# ACTIVITY
The records below are to be retyped in full. Keep every word.

[Collected data]
========================================
PR #44, opened 2021-05-05
Run clippy on all targets and features

casey:
I think we weren't running clippy on code behind `#[cfg(test)]`, this makes
it run on all targets, test and non-test code, and any features that we eventually
add.

### DIFF
--- a/.github/workflows/build.yaml
+++ b/.github/workflows/build.yaml
@@ -76,7 +76,6 @@ jobs:
     - name: Clippy
       run: cargo clippy --all-targets --all-features
 
-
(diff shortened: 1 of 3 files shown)


.github/workflows/build.yaml
```diff
@@ -74,7 +74,8 @@ jobs:
         cargo test --test smoke
 
     - name: Clippy
-      run: cargo clippy --all
+      run: cargo clippy --all-targets --all-features
+
```
soenkehahn, line 78:
```suggestion
```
========================================
# TASK RESPONSE
PR #44, opened 2021-05-05
Run clippy on all targets and features

casey:
I think we weren't running clippy on code behind `#[cfg(test)]`, this makes
it run on all targets, test and non-test code, and any features that we eventually
add.

### DIFF
--- a/.github/workflows/build.yaml
+++ b/.github/workflows/build.yaml
@@ -76,7 +76,6 @@ jobs:
     - name: Clippy
       run: cargo clippy --all-targets --all-features
 
-
(diff shortened: 1 of 3 files shown)


.github/workflows/build.yaml
```diff
@@ -74,7 +74,8 @@ jobs:
         cargo test --test smoke
 
     - name: Clippy
-      run: cargo clippy --all
+      run: cargo clippy --all-targets --all-features
+
```
soenkehahn, line 78:
```suggestion
```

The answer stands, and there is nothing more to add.